CJR has been writing about this issue for months (with frequent help from Steven Waldman, a former adviser to the FCC). Stay tuned here in the coming days for more on this latest development and what it might mean.
Free the press: abolish the FCC.
#1 Posted by Dan A., CJR on Tue 22 May 2012 at 07:23 PM
You guys sure are beating this dead horse into a pulp...
Nobody cares about this crap (as your stories plainly show).
Who gives a crud about this information? Really?
I don't see CJR posting the details about the donations it sucks in.

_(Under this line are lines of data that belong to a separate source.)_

PR #3924, opened 2024-03-21
Re-apply Move conversion_rate logic from elixir to clickhouse

macobo:
Re-applies https://github.com/plausible/analytics/pull/3887

There was a bug when filtering by session attributes due to changed column ordering. See last commit for the reproducing test + fix.


ukutaht (approved):

zoldar (approved):
LGTM. Something for later, if at all, but perhaps we could consider converting queries to always use named joins to avoid similar issues in the future? 🤔

PR #3925, opened 2024-03-21
Fix issue with query name clash

macobo:
Unexpectedly, table.name caused a name clash after CR refactor, so using a unique name for the output column

Sentry issue: https://sentry.plausible.io/organizations/sentry/issues/5612


zoldar (approved):

RobertJoonas (approved):
Yeah, interesting why this became evident after your changes. But the fix looks solid, I actually prefer the `breakdown_prop_value` for the select name there.

PR #3926, opened 2024-03-21
Add `label` column to `site_imports` schema

zoldar:
### Changes

Migration that has to be run before releasing https://github.com/plausible/analytics/pull/3914

### DIFF
--- a/priv/repo/migrations/20240319094940_add_label_to_site_imports.exs
+++ b/priv/repo/migrations/20240319094940_add_label_to_site_imports.exs
@@ -1,0 +1,9 @@
+defmodule Plausible.Repo.Migrations.AddLabelToSiteImports do
+  use Ecto.Migration
+
+  def change do
+    alter table(:site_imports) do
+      add :label, :string
+    end
+  end
+end


priv/repo/migrations/20240319094940_add_label_to_site_imports.exs
```diff
@@ -0,0 +1,9 @@
+defmodule Plausible.Repo.Migrations.AddLabelToSiteImports do
+  use Ecto.Migration
+
+  def change do
+    alter table(:site_imports) do
+      add :label, :string
```
macobo, line 6: Can this be null, should this default to empty string?

zoldar: Yeah, it's nullable on purpose and accounted for when building the final import label https://github.com/plausible/analytics/pull/3914/files#diff-d1158a106c4d2d096d9b8ed4b852ba9c17d293f4eb5aabb34b2d91a41f76bd7eR93-R94

macobo (approved):

PR #3933, opened 2024-03-22
Ignore sessions without entry/exit pages when breaking down entry/exit pages

macobo:
### Changes

Soft follow-up to https://github.com/plausible/analytics/pull/3870

We are currently displaying blank entry/exit pages in the dashboard. After this PR we won't. 

Basecamp: https://3.basecamp.com/5308029/buckets/35611491/card_tables/cards/7162713530


test/plausible_web/controllers/CSVs/30d-filter-goal/entry_pages.csv
```diff
@@ -1,2 +1 @@
 name,conversions,conversion_rate
-,1,100.0
```
ukutaht, line 2: I think we still want to test entry page behaviour with goal filters here. I haven't looked but guessing the test setup is just creating a custom event and therefore entry page does not get recorded. Would be more interesting to make this a more realistic example like 
1. Pageview on /
2. Custom event

And make sure the `/` entry page is recorded.

Same goes for the other csv tests.

ukutaht (approved):
LGMT, just one comment about testing CSV exports.

I know it's a bit weird to request changes but approve the PR. I just want to avoid another review cycle cause it's such a small comment/change.

test/plausible_web/controllers/CSVs/30d-filter-goal/entry_pages.csv
macobo: Agreed - will update the test rig!

PR #3936, opened 2024-03-24
Refactor VisitorGraph

RobertJoonas:
## Changes

This PR was planned to be a refactor preparing for displaying multiple metrics on the graph, which we've decided to push back in the priority queue. However, I had already made some valuable refactoring progress, so I decided to finish that.

This should make the VisitorGraph more readable, and easier to work with in the future.

I wasn't planning on changing any behaviour, but...

### Bugfix

There was one bug which the refactor fixed naturally. The interval picker currently relies on the graph data to exist in order to display the "currently selected interval", causing flickers whenever new graph data is fetched.

**Before** (notice how interval picker displays "Month" for a moment):

https://github.com/plausible/analytics/assets/56999674/cafe372e-ea9c-4af2-985f-f0c7d40fa32b

Same behaviour can be seen when selecting a different metric for the graph.

**After**:

https://github.com/plausible/analytics/assets/56999674/366e16d7-8f64-4f1f-8707-f2e89e4f5199

### Stored graph metric

Another slight behavioural change is that whenever the stored metric is unavailable (e.g. `pageviews` is stored but we're filtering by a goal), we're going to overwrite the stored metric with the first available metric (in this case `visitors`(=conversions)).

Before, `pageviews` would have only been updated to `visitors` in the internal state, and for example, after returning to the regular view, pageviews would still be displayed on the graph. After this change, the default graph metric will always change to `visitors` after having visited a goal-filtered view.

IMO, it should be really minor - I  don't think too many users will notice any difference. Getting rid of the `metric` in the React state simplifies things in the code by a great deal though. However, should it turn out to be a problem for the users, I think the best UX would be to start saving the metric per goal-filtered view separately - e.g:

* `metric__dummy.site = pageviews`
* `metric__goalFilter__dummy.site = conversion_rate`

And maybe even create a separate entry for realtime / page filter mode too.

### Tests

### Changelog

### Documentation

### Dark mode


ukutaht (changes requested):
Overall the code is much cleaner and I like the refactorings. Looking really neat! 👌

There is one problem with this that prevents me from approving it. On current master, the requests for top stats and main graph are fired in parallel as you can see from this timeline below:

Screenshot 2024-03-28 at 12 49 46

With your changes, during the initial dashboard load, the main graph request can only be initiated once top stats has finished so they are run in sequence:

Screenshot 2024-03-28 at 12 50 18


In the real world, this roughly doubles the amount of time it takes for the graph to load. Given that most of our customers are in the US and our servers in Germany, I believe this needs to be avoided.

One way I can think to avoid it is for the front-end to know which metrics can be graphed or not, and use that to replace the current `graph_metric?` machinery.

RobertJoonas:
That's a good catch @ukutaht, you're absolutely right!

I was so hung up on the idea of synchronizing the requests because I was sure that the backend alone should decide whether revenue metrics are returned or not...

Our current frontend is totally unaware of whether we're in a state where revenue metrics can be graphed - it solely depends on whether they are returned by Top Stats or not. For that reason, the current behaviour on master is this:

https://github.com/plausible/analytics/assets/56999674/b8cdc875-a6fe-47bf-bd7b-d964248377ef

We can select the revenue metric to be displayed on the graph, but as soon as we refresh the page or modify the query, the graph metric will return to default.

I've now made the graph and top stats requests async again, and I've also made the frontend aware of when revenue metrics can be graphed. For that, it was necessary to pass all revenue metrics and their currencies into the `site` variable in the React dashboard.

With these changes, a revenue metric can be persisted on the graph throughout query change - as long as the following query state supports revenue metric graphing as well:

https://github.com/plausible/analytics/assets/56999674/6246473d-5dea-4abb-80cf-20e56088d986

Also, I've still decided to keep the `graph_metric` fields returned by Top Stats - they allow us to avoid mapping keys like "Unique visitors (last 30min)" into actual metrics. We can use the new frontend logic for getting the graphable metrics though (to avoid relying on two sources of truth about which metrics can be graphed).

ruslandoga:
CI seems to fail after this PR.

aerosol:
Fixing via #3973 @ruslandoga

PR #3937, opened 2024-03-25
"on-the-fly" CSV export

ruslandoga:
### Changes

This PR adds support for "on-the-fly" (streaming Zip archive chunks to Plug.Conn) CSV exports for community-edition builds. The benefit of this approach is that it doesn't rely on file system and provides a "natural" and immediate progress indicator. The downside is that errors cannot be shown since due to chunked response, the connection is simply closed in case of an error and the user is left with an invalid (incomplete) Zip archive. And https://github.com/ninenines/cowboy/issues/1278 (the connection might be closed while we are still streaming, unlikely but something to keep in mind)

Despite the downsides, I'd first try this approach and change to something else only after/if someone complains :)

Alternative method: https://github.com/plausible/analytics/pull/3938 (writing the chunks to tmp and then send_file)
Alternative method: https://github.com/plausible/analytics/pull/3944 (writing the chunks to tmp in Oban and then email a download link)

Depends on #3845

### Tests

### Changelog

### Documentation

### Dark mode

### DIFF
--- a/lib/plausible_web/templates/site/settings_imports_exports.html.heex
+++ b/lib/plausible_web/templates/site/settings_imports_exports.html.heex
@@ -20,9 +20,9 @@
     </PlausibleWeb.Components.Generic.button_link>
 
     <PlausibleWeb.Components.Generic.button_link
-      class="w-36 h-20 opacity-40 cursor-not-allowed"
+      class="w-36 h-20"
       theme="bright"
-      href=""
+      href={"/#{URI.encode_www_form(@site.domain)}/settings/import"}
     >
       <img class="h-16" src="/images/icon/csv_logo.svg" alt="New CSV import" />
     </PlausibleWeb.Components.Generic.button_link>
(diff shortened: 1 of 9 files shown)


lib/plausible_web/templates/site/settings_imports_exports.html.heex
```diff
@@ -42,12 +42,18 @@
...
 
   <div class="mt-4">
-    <PlausibleWeb.Components.Generic.button
-      data-method="post"
-      data-to={"/#{URI.encode_www_form(@site.domain)}/settings/export"}
-      data-csrf={Plug.CSRFProtection.get_csrf_token()}
-    >
-      Export to CSV
-    </PlausibleWeb.Components.Generic.button>
+    <%= on_full_build do %>
```
ruslandoga, line 45: - [ ] TODO check that this macro works in templates

ruslandoga:
Closing in favor of https://github.com/plausible/analytics/pull/3944

PR #3938, opened 2024-03-25
"temp file" CSV export

ruslandoga:
### Changes

This PR adds support for "temp file" (streaming Zip archive chunks to a temp file which is then `sendfile`d) CSV exports for community-edition builds. The benefit of this approach is that the export archive is sent only after it's completely and successfully written to disk. This allows us to show errors in case of failures. The downside is that we need to add some progress indicator that the work is being performed.

Alternative method: https://github.com/plausible/analytics/pull/3937 (sending Zip chunks to conn "on the fly")
Alternative method: https://github.com/plausible/analytics/pull/3944 (writing the chunks to tmp in Oban and then email a download link)

Depends on https://github.com/plausible/analytics/pull/3845

### Tests

### Changelog

### Documentation

### Dark mode

### DIFF
--- a/lib/plausible_web/templates/site/settings_imports_exports.html.heex
+++ b/lib/plausible_web/templates/site/settings_imports_exports.html.heex
@@ -20,9 +20,9 @@
     </PlausibleWeb.Components.Generic.button_link>
 
     <PlausibleWeb.Components.Generic.button_link
-      class="w-36 h-20 opacity-40 cursor-not-allowed"
+      class="w-36 h-20"
       theme="bright"
-      href=""
+      href={"/#{URI.encode_www_form(@site.domain)}/settings/import"}
     >
       <img class="h-16" src="/images/icon/csv_logo.svg" alt="New CSV import" />
     </PlausibleWeb.Components.Generic.button_link>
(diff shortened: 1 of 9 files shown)


lib/plausible_web/templates/site/settings_imports_exports.html.heex
```diff
@@ -42,12 +42,18 @@
...
+        data-method="post"
+        data-to={"/#{URI.encode_www_form(@site.domain)}/settings/export"}
+        data-csrf={Plug.CSRFProtection.get_csrf_token()}
+      >
+        Export to CSV
+      </PlausibleWeb.Components.Generic.button>
+    <% else %>
+      <PlausibleWeb.Components.Generic.button_link href={"/#{URI.encode_www_form(@site.domain)}/settings/export"}>
+        Export to CSV
+      </PlausibleWeb.Components.Generic.button_link>
```
ruslandoga, line 56: Not sure how to add a spinner while the file is loading. The cookie approach on the main dashboard doesn't seem to work reliably for me (Mac, Safari) and keeps spinning even after the file has been downloaded. I'll leave this for later since maybe the other, https://github.com/plausible/analytics/pull/3937, PR would be preferred.

ruslandoga:
Closing in favor of https://github.com/plausible/analytics/pull/3944

PR #905, opened 2022-10-25
feat: Open customer questionnaire after user has deinstalled the chro…

beemi:

https://linear.app/liquality/issue/LIQ-1684/open-customer-questionnaire-after-user-has-deinstalled-the-chrome

### TODO

once we have a typesafe form we need to update this link in the background.js


kraikov (approved):

devaraj-s (approved):
LGTM - for my understanding what is the use of setting this URL

PR #919, opened 2022-11-08
LIQ-206 | NFT tab disappears after NFT count is zero fix

mpwanyi256:

### DIFF
--- a/src/components/WalletAccounts.vue
+++ b/src/components/WalletAccounts.vue
@@ -71,10 +71,13 @@
         </ListItem>
         <div class="account-assets" :class="{ active: shouldExpandAccount(account) }">
           <ListItem
-            v-if="account.nfts && account.nfts.length > 0 && !isAssetList"
+            v-if="account.nfts && !isAssetList"
             @item-selected="
               $router.push({
-                path: `/wallet/nfts/activity/${account.id}`
+                path: `/wallet/nfts/activity/${account.id}`,
+                query: {
+                  tab: getDefaultTab(account)
+                }
               })
             "
           >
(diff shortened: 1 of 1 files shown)


src/components/WalletAccounts.vue
```diff
@@ -71,10 +71,13 @@
...
         <div class="account-assets" :class="{ active: shouldExpandAccount(account) }">
           <ListItem
-            v-if="account.nfts && account.nfts.length > 0 && !isAssetList"
+            v-if="account.nfts && !isAssetList"
             @item-selected="
               $router.push({
-                path: `/wallet/nfts/activity/${account.id}`
+                path: `/wallet/nfts/activity/${account.id}`,
+                query: {
+                  tab: getDefaultTab(account)
```
Jennievon, line 79: @mpwanyi256 why are we adding this extra query? I don't see where it's being used

mpwanyi256: Screenshot 2022-11-08 at 14 48 12

@Jennievon We needed to direct the user with 0 NFT to the activity tab. So inside the `src/views/Wallet/NFTActivity.vue` component, there is already a check for that, I just needed to add a query with a default tab to switch the user to

src/components/WalletAccounts.vue
```diff
@@ -71,10 +71,13 @@
         </ListItem>
         <div class="account-assets" :class="{ active: shouldExpandAccount(account) }">
           <ListItem
-            v-if="account.nfts && account.nfts.length > 0 && !isAssetList"
+            v-if="account.nfts && !isAssetList"
```
Jennievon, line 74: @mpwanyi256 we need to also check that the NFT activity exists too.

mpwanyi256: @Jennievon Ohkay... thanks for the catch

mpwanyi256: @Jennievon Just pushed changes. Kindly take a look. thanks

Jennievon (approved):

bradleySuira (approved):
lgtm

PR #923, opened 2022-11-10
Fix cor 57 send transaction response from injection

bradleySuira:
# :books: Linear Ticket :books: #COR-57


mpwanyi256 (approved):
@bradleySuira CODE LGTM 🔥

PR #926, opened 2022-11-16
Enable decimal field customisation on pulling data from external token

mpwanyi256:


bradleySuira (approved):
LGTM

I would hope that if the FCC were to attempt to force CJR to post this information, that CJR would go to court to stop it.
With everything else happening in this election year... Honestly isn't there something you can cover that people actually give a crap about?
#2 Posted by padikiller, CJR on Tue 22 May 2012 at 10:53 PM
I'm interested in who's buying ad time on the public's airwaves.
I'm interested in the data detailing who is responsible for the explosion of campaign costs and how those exploding costs are allocated.
Why don't you go back to talking about how America needs a healthcare system more like the french?
#3 Posted by Thimbles, CJR on Wed 23 May 2012 at 11:13 AM
You're not interested enough about the matter to walk into a TV station office and look at the books, Thimbles.
Neither is just about anybody else in this country, as CJR recently found out when their watchdog checked on the logs.
Nobody gives a crap about this issue.
You notice CJR soliciting anonymous donations and keeping the details secret, don't you? You think the FCC should make them come clean too?
This is nothing but partisan silliness gone nuts. The reason nobody checks on TV ad funding is simple and three-fold (i) NOBODY cares about it, because (ii) EVERYBODY already knows who pays for the ads, and (iii) ANYBODY can get the information anyway from the stations or other sources.